Lo escribí aquí hace mucho tiempo, cuando quienes ahora sufren escraches en Galapagar los bendecían en Calatayud. Y como jamás alcanzaré la sombra de Julio Camba, ni viviré sus trece años en la habitación 383 del Hotel Palace, aprovecharé hoy para imitarlo en lo único que puedo y estrenarme en la técnica del autoplagio, o sea el refrito. Así que me van a perdonar si no pongo comillas, pero yo siempre he rechazado los escraches, ir a casa de alguien y acordarse de su madre delante de sus hijos.

Por un lado, si a mi juicio un gobernante nos jode la vida y por tanto merece que se la jodamos, en opinión de usted será otro quien nos la jode y merece que se la jodan. Esa razón subjetiva que un vecino esgrime para visitar el portal de Epi, es la misma que impulsará a otro a visitar el de Blas. Por otro lado, hasta el peor mandamás, cargo de honor discutible, tiene derecho a su espacio personal y protegido.

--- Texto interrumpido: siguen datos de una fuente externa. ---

PR #1034, opened 2024-08-05
Generate PrebidMobile Documentation

OlenaPostindustria:


.github/workflows/upload-docs-ios.yml
```diff
@@ -0,0 +1,43 @@
...
+        gem install jazzy
+    - name: Generate docs
+      run: |
+        jazzy
+    - name: Checkout docs branch
+      uses: actions/checkout@v4
+      with:
+        fetch-depth: 0
+        ref: docs
+        clean: false
```
YuriyVelichkoPI, line 28: Looks like this command doesn't work as expected. 

In the case of updating the existing doc the fetching of the `docs` branch invalidates local changes. So there is nothing to commit after that. 

It does work when the `docs` brach doesn't have the `/docs` folder. But once the folder is there: 
```
Your branch is up to date with 'origin/docs'.
nothing to commit, working tree clean
```

We need to fix it; The docs should be updated automatically. 

As an alternative, we can try to merge the `release-X.X.X` branch into `docs` and build the docs right there.

.github/workflows/upload-docs-ios.yml
```diff
@@ -0,0 +1,51 @@
...
+    - name: Commit documentation changes
+      run: |
+          if [ "$(git status --porcelain | wc -l)" -gt 0 ]; then
+            git config --local user.email "41898282+github-actions[bot]@users.noreply.github.com"
+            git config --local user.name "github-actions[bot]"
+            git status
+            TAG_NAME=${{ github.ref }}
+            TAG_NAME=${TAG_NAME#refs/tags/}
+            echo "Current tag: $TAG_NAME"
+            rm -rf docs
```
bretg, line 39: Same comment as on the android side... would like to see some more defensive coding here -- check the size of `docs_new` before removing docs. Thanks.

bretg (changes requested):

OlenaPostindustria:
> Does this generate docs on every commit, on merge to master, or on release? I would think that on-release is what we'd want.

Documentation generation starts when a tag is pushed(f.e., 1.0.0), so it happens on release.

YuriyVelichkoPI (approved):
LGTM

bretg (approved):
My review was limited to the workflow script. My take is this can be released when ready. We're not going to link to the results until after the next SDK release after confirming the release did the right thing to the documentation repo.

thanks!

PR #1035, opened 2024-08-07
Implement Event Delegate

kimar:
# Rationale

We’re developing an analytics backend which depends on the OpenRTB Request and Response data from the Prebid Mobile SDK. 

To achieve this we’ve implemented a simple delegate which will be called with the request and response payloads once the HTTP request to the Prebid Server has finished.

# Next steps

Once this PR has been approved we'd take it as a blueprint for the Prebid Mobile Android SDK and implement it in a similar manner.

### DIFF
--- a/PrebidMobile/PrebidMobileRendering/Prebid/PBMCore/PBMBidRequester.m
+++ b/PrebidMobile/PrebidMobileRendering/Prebid/PBMCore/PBMBidRequester.m
@@ -159,7 +159,7 @@
         }
         
         completion(bidResponse, trasformationError);
-        [Prebid.shared callEventDelegate_prebidBidRequestDidFinishWithRequestData:rtbRequestData 
+        [Prebid.shared callEventDelegateAsync_prebidBidRequestDidFinishWithRequestData:rtbRequestData 
                                                                      responseData:serverResponse.rawData];
     }];
 }
--- a/PrebidMobile/PrebidMobileRendering/Prebid/PBMCore/PBMBidRequester.m
+++ b/PrebidMobile/PrebidMobileRendering/Prebid/PBMCore/PBMBidRequester.m
@@ -94,10 +94,12 @@
     
     const NSTimeInterval postTimeout = (dynamicTimeout_onRead ? dynamicTimeout_onRead.doubleValue : (rawTimeoutMS_onRead / 1000.0));
     
+    NSData *rtbRequestData = [requestString dataUsingEncoding:NSUTF8StringEncoding];
+    
     @weakify(self);
     NSDate * const requestDate = [NSDate date];
     [self.connection post:requestServerURL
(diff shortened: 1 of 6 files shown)


kimar:
Hello @jsligh the intention of using this delegate is for consumers of the SDK to have a plug-and-play way of doing further analytics in terms of the study mentioned by @steffenmllr.

Without this delegate quite a bit more manual work would be required to extract the relevant data, risking also incorrect data by inconsistent implementations.

I'm afraid a fork would not be very appealing for integrators, would you see any chance (even if this would require an alternative implementation) to get this (or a similar solution) merged?

YuriyVelichkoPI:
Hi @kimar, @steffenmllr, this PR was raised during yesterday's prebid mobile PMC meeting. It looks like it is stuck in the backlog, mainly due to miscommunication and a lack of resources. 

We had some concerns initially, but this functionality doesn't break the Prebid approach. Similar callbacks are present in js.  

So, we are going to review it one more time and include it in the next release.

Would you be able to introduce a similar PR for Android SDK?

PrebidMobile/PrebidMobileRendering/Prebid/PBMCore/PBMBidRequester.m
```diff
@@ -157,6 +159,8 @@ - (void)makeRequestWithCompletion:(void (^)(BidResponse *, NSError *))completion
         }
         
         completion(bidResponse, trasformationError);
+        [Prebid.shared callEventDelegate_prebidBidRequestDidFinishWithRequestData:rtbRequestData
```
YuriyVelichkoPI, line 162: I have a concern here that this call can lead to blocking behavior due to the client's implementation. Can we call this delegate asynchronously?  

The async call can be implemented inside `callEventDelegate_prebidBidRequestDidFinishWithRequestData`. In this case the method name should reflect the async behaviour. For instance, `callEventDelegateAsync_prebidBidRequestDidFinishWithRequestData`. 

Open question: on which thread should methods of `PrebidEventDelegate` be called? It shouldn't be a main thread.

YuriyVelichkoPI (changes requested):

ValentinPostindustria:
Hello. We rewrote the [PR](https://github.com/prebid/prebid-mobile-android/pull/814). Now the callback returns the request and response with the default `JSONObject` type.

YuriyVelichkoPI (approved):
LGTM

YuriyVelichkoPI:
> @OlenaPostindustria thanks for CI Fix, sorry I did not have an issues locally.
> 
> Could you please let us know when the next release will be? We would love to retire our fork as soon as possible :)

Hi @steffenmllr, once SharedID is finalized, we'll make an SDK release. I think it should be done this or early next week.

Issue #693, opened 2022-10-27
[DRAFT] Public policy for UI/UX appearance and behaviour


YuriyVelichkoPI:
## Motivation

Prebid SDK has many stakeholders. Each of them may want to see the UI/UX of the Rendering API in a particular shape. It can lead to the pull-and-push changes for to the add appearance. 

In order to avoid it and keep everyone on the same page, we should provide a doc with a description of all UI properties and UX behavior so stakeholders can study it first. Then if some changes are still needed, they should rice the discussion with the community. If proposed changes are good for everyone, they should be reflected in the guide and implemented in the codebase on both platforms. 

## Description

YuriyVelichkoPI:
Yes. It aligned well with 3.0 UX items.

PR #1055, opened 2024-10-08
Enable landscape support and autorotation for device orientation

positivefx:


YuriyVelichkoPI:
These changes seem reasonable, but on the other hand, they will break the existing UX, which can harm publishers who rely on the current behavior. 

UI/UX is very important, but since the SDK is the same for everyone, the behavior should be captured in the public policy and modified only after the committee agreement.

We have an old issue to introduce this policy, but for now, it is on hold: https://github.com/prebid/prebid-mobile-ios/issues/693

En algún sitio se debe establecer la frontera entre lo público y lo privado, por mucho que lo primero afecte a lo segundo. Para algunos, ni siquiera el domicilio puede ser refugio de nadie. Para mí, fuera del parlamento, el diputado es un ciudadano al que podré admirar, despreciar, defender y odiar, pero la calle es tan suya como mía. Su hogar, solo suyo y de los suyos. Basta cambiar el nombre del posible escrachado para que esto resulte muy lógico. Lo que no desees para el balcón de tu alcalde favorito, no lo desees para el del prójimo. Y yerran esos políticos y periodistas que aplauden casi el linchamiento. Como si ellos no tuvieran enemigos. Ni casa. Ni madre. Años después de estas líneas, al menos chocita tienen.